Exercise directions: Check which lines in the records hold "would" and report how many there are, with no other text.

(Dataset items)
□ □ □ □ □
PR #969, opened 2020-11-19
Update documentation for urql

kitten:
I've noticed that the entry for `urql` is actually rather old from back when our bindings were pretty much React exclusive, which isn't the case anymore, so I've added some more notes to bring all the taglines in line (while also making sure that it's consistent across our sites & docs https://github.com/FormidableLabs/urql/pull/1177)

I've seen that other libraries expand beyond their shorter description with some more content, so I've shortened and added some content to the `urql.md` page from our own readme.

The links have been updated to reflect the core packages and go to the documentation directly.

Cheers! 🙌


carolstran (approved):
Sweeeeeet 🥳  

Thanks for taking the time to update this!

orta:
Perfect

Issue #946, opened 2020-11-03
Building schema error when running project with NPM


mikeesto:
When trying to `npm install && npm start`:

<img width="809" alt="Screen Shot 2020-11-03 at 2 57 30 pm" src="https://user-images.githubusercontent.com/21051488/97952005-c124d700-1de7-11eb-9622-1e360b19cf2c.png">

There seems to be some related discussion about it [here](https://github.com/gatsbyjs/gatsby/issues/13278) although there's no resolution. I ended up deleting node_modules & package-lock.json, and using yarn.

carolstran:
@mikeesto I also ran into this the first time I launched the site post-Gatsby migration. I'm working on a new contributing guide and thinking of only encouraging the use of `yarn` for now since there's no resolution on the Gatsby end 🤷🏼‍♀️

orta:
Yep, we should drop the npm installation recommendations - they don't get the lockfile and will definitely have different builds which would cause random issues like this

Urigo:
@TuvalSimha is this still relevant?

TuvalSimha:
@Urigo 
I was trying to reproduce it:
1. `npm install`
2. `npm start`

The build was created and the project was running properly. You can close this issue for this moment.

Urigo:
thanks!
solved, please reopen if happens again

PR #970, opened 2020-11-19
Add contributing guide

carolstran:
We've discussed the idea of updating the internal documentation in multiple places (most recently #946), so this PR is a start to this 💫 

Next up after this would be updating the README because this PR makes it extra... scarce...


orta (approved):
Nice one, looks good to me 👍🏻

PR #976, opened 2020-11-23
Re-add NGraphQL link in Code page (for .NET)

rivantsov:


carolstran:
@orta can correct me if I'm wrong, but I believe with the new Code page we'd prefer if you write a short description or code sample when adding a new library to the list 😊

rivantsov:
thank you. I was thinking about adding code snippet, but unfortunately, by design (and .NET nature), the smallest possible setup involves about half a dozen classes. NGraphQL does not support schema-first, only code first (by design), and this requires more than a few lines. I will add code snippet later to client library reference. 
I suggest you guys do not focus too much on code snippets. Not all languages are like JavaScript and offer a trivial sample. - which is not necessarily disadvantage. 
To expand on description - I don't know, the essence is there in this sentence - library for building GraphQL servers. All I can add is marketing fluff. 
Also guys, please do not put too much weight on this description. In general, no serious developer will make a choice based on just reading this short description or snippets on your page. He/she will inspect ALL links in details, downloading the code and spending quite a lot of time on each solution. The description on your site could only impact the order in which he'd go thru the list, but not the process or final decision. 
thank you.

rivantsov:
I added a few sentences to description. 
thank you

orta:
Yeah, we'd prefer it to be enough so that someone doesn't have to click through to make a decision. Showing the API usage isn't really marketing fluff IMO. Given you have opinions against it, I don't see it as too much of a blocker though :+1:

rivantsov:
thanks so much, really appreciate it!

PR #276, opened 2021-12-10
Correct iPhone statements

timbuchwaldt:
Given that iPhones for sure don't run Java and the network is operated by Apple, we can safely assume it's evaluated in their backend code.


factoidforrest:
I agree that that part of the post was confusing.  We've fixed it upstream.

PR #277, opened 2021-12-10
Fix example to use log4j2

nosnilmot:
pedantry: make the example code actually valid log4j 2 use, not log4j 1.x

PR #260 was abandoned because the submitter recognized the example was using log4j 1.x syntax, but if that PR hadn't been abandoned it would have saved me time checking that paramaterized usage was vulnerable and submitting PR #270 to make the same change (and I'm not sure 1.x is vulnerable anyway)


freeqaz:
Thanks for catching this! I'll land this now :)

freeqaz (approved):

PR #279, opened 2021-12-10
make demo backend use pm2

factoidforrest:
I'm not sure why I wasn't able to reproduce this crash for so long but now I am. Maybe node 16...not sure. 

Anyway, skipping ts-node-dev and running the built JS directly seems to both keep the node process from crashing, and restart it gracefully if it did happen to crash.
□ □ □ □ □
Solution to this task: 3